The search for an imperialist sponsor—and the pivot towards Russia

Benes had no intention of going down with the sinking First Republic and now said that his resignation was null as he had given it up under Nazi pressure and betrayal. He appointed himself head of the Czechoslovak National Liberation Committee (CNLC) in Paris in October 1939, which sought diplomatic recognition from the allies as an official “government in exile”. To get official recognition and restore the inter-war republic, Benes’s committee initially pursued the same strategy that the old Czechoslovak National Council had done during the First World War and set about trying to find new imperialist sponsors.

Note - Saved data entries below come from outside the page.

PR #333, opened 2022-07-22
12572 SP/GP Correction Edit UI - Update Business Name

lewischenstudio:
*Issue #:* [/bcgov/entity#12572](https://app.zenhub.com/workspaces/entities-team-space-6143567664fb320019b81f39/issues/bcgov/entity/12572)

*Description of changes:*
-  reuse the existing component
- only support "new NR" version for name change
- added `isEntityTypeFirm` in name-request-mixin.ts

### DIFF
--- a/src/components/common/YourCompany/YourCompany.vue
+++ b/src/components/common/YourCompany/YourCompany.vue
@@ -344,7 +344,6 @@ export default class YourCompany extends Mixins(
   @Getter getBusinessContact!: ContactPointIF
   @Getter getResource!: ResourceIF
   @Getter isEntityTypeBEN!: boolean
-  @Getter isEntityTypeFirm!: boolean
   @Getter isBenIaCorrectionFiling!: boolean
   @Getter isFirmCorrectionFiling!: boolean
 
@@ -469,7 +468,7 @@ export default class YourCompany extends Mixins(
       return this.getResource.changeData.nameChangeOptions
         .filter(option => option !== CorrectionTypes.CORRECT_NAME_TO_NUMBER)
     }
-
+    if (this.isEntityTypeFirm) return Array(CorrectionTypes.CORRECT_NEW_NR)
     return this.getResource.changeData.nameChangeOptions
   }
   /** show change business for Business Type
--- a/src/components/common/YourCompany/YourCompany.vue
+++ b/src/components/common/YourCompany/YourCompany.vue
@@ -342,8 +342,7 @@ export default class YourCompany extends Mixins(
   @Getter isPremiumAccount!: boolean
   @Getter getEntitySnapshot!: EntitySnapshotIF
   @Getter getBusinessContact!: ContactPointIF
-  @Getter getResource!: ResourceIF
-  @Getter isEntityTypeBEN!: boolean
+  @Getter isEntityTypeFirm!: boolean
   @Getter isBenIaCorrectionFiling!: boolean
   @Getter isFirmCorrectionFiling!: boolean
 
@@ -468,7 +467,6 @@ export default class YourCompany extends Mixins(
       return this.getResource.changeData.nameChangeOptions
         .filter(option => option !== CorrectionTypes.CORRECT_NAME_TO_NUMBER)
     }
-    if (this.isEntityTypeFirm) return Array(CorrectionTypes.CORRECT_NEW_NR)
     return this.getResource.changeData.nameChangeOptions
   }
   /** show change business for Business Type
--- a/src/mixins/name-request-mixin.ts
+++ b/src/mixins/name-request-mixin.ts
@@ -1,15 +1,15 @@
 import { Component, Mixins } from 'vue-property-decorator'
+import { Getter } from 'vuex-class'
 import { NameRequestStates, NameRequestTypes } from '@/enums/'
 import { DateMixin } from '@/mixins/'
 import { LegalServices } from '@/services/'
-import { NrResponseIF } from '@/interfaces/'
-import { Getter } from 'vuex-class'
+import { NrResponseIF, ResourceIF } from '@/interfaces/'
 /**
  * Mixin for processing Name Request objects.
  */
 @Component({})
 export default class NameRequestMixin extends Mixins(DateMixin) {
-  @Getter isEntityTypeFirm!: boolean
+  @Getter getResource!: ResourceIF
 
   /**
    * Fetches an NR and validates it against the applicant's information.
@@ -59,15 +59,15 @@ export default class NameRequestMixin extends Mixins(DateMixin) {
    * @param nr the name request response payload
    * */
   isNrValid (nr: any): boolean {
-    let checkRequestActionCDList = [NameRequestTypes.CHANGE_OF_NAME, NameRequestTypes.CONVERSION]
-    if (this.isEntityTypeFirm) checkRequestActionCDList.push(NameRequestTypes.NEW)
+    let requestActionCDList = [NameRequestTypes.CHANGE_OF_NAME, NameRequestTypes.CONVERSION]
+    if (this.getResource.changeData) requestActionCDList = this.getResource.changeData.nameRequestTypes
     return Boolean(nr &&
       nr.state &&
       nr.expirationDate &&
       !!this.getNrApprovedName(nr) &&
       nr.nrNum &&
       nr.requestTypeCd &&
-      checkRequestActionCDList.includes(nr.request_action_cd)
+      requestActionCDList.includes(nr.request_action_cd)
     )
   }
 
--- a/src/mixins/name-request-mixin.ts
+++ b/src/mixins/name-request-mixin.ts
@@ -1,14 +1,16 @@
 import { Component, Mixins } from 'vue-property-decorator'
-import { CorrectionTypes, NameRequestStates, NameRequestTypes } from '@/enums/'
+import { NameRequestStates, NameRequestTypes } from '@/enums/'
 import { DateMixin } from '@/mixins/'
 import { LegalServices } from '@/services/'
 import { NrResponseIF } from '@/interfaces/'
-
+import { Getter } from 'vuex-class'
 /**
  * Mixin for processing Name Request objects.
  */
 @Component({})
 export default class NameRequestMixin extends Mixins(DateMixin) {
+  @Getter isEntityTypeFirm!: boolean
+
   /**
    * Fetches an NR and validates it against the applicant's information.
    * Throws an error if there is a problem.
@@ -17,12 +19,7 @@ export default class NameRequestMixin extends Mixins(DateMixin) {
    * @param email the applicant's email address
    * @returns the name request response payload
    */
-  async validateNameRequest (
-    nrNumber: string,
-    phone?: string,
-    email?: string,
-    nrType?: CorrectionTypes
-  ): Promise<NrResponseIF> {
+  async validateNameRequest (nrNumber: string, phone?: string, email?: string): Promise<NrResponseIF> {
     const nrResponse: NrResponseIF = await LegalServices.fetchNameRequest(nrNumber).catch(error => {
       this.$root.$emit('invalid-name-request', NameRequestStates.NOT_FOUND)
       throw new Error(`Fetch Name Request error: ${error}`)
@@ -42,14 +39,7 @@ export default class NameRequestMixin extends Mixins(DateMixin) {
 
     // ensure NR is valid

It sought, in effect, to resurrect the Czechoslovak Legions and began organising military units to fight alongside any ally that it could
find—and this went beyond probably the most well known example of Czechoslovakian pilots fighting in the British RAF. Poland used the Munich agreement to annex a part of Czechoslovakia that it had laid claim to, but this didn’t stop the formation of the Czechoslovak Legion in Poland. The legion was led by General Ludvik Svoboda, who would later command Czechoslovak troops attached to the Russian army on the Eastern Front and become an important Communist Party ally. Units fought under British command in North Africa against the German North Africa Corps, in the Middle East to regain French imperial possessions and later on on the Western Front following the Normandy landing in 1944.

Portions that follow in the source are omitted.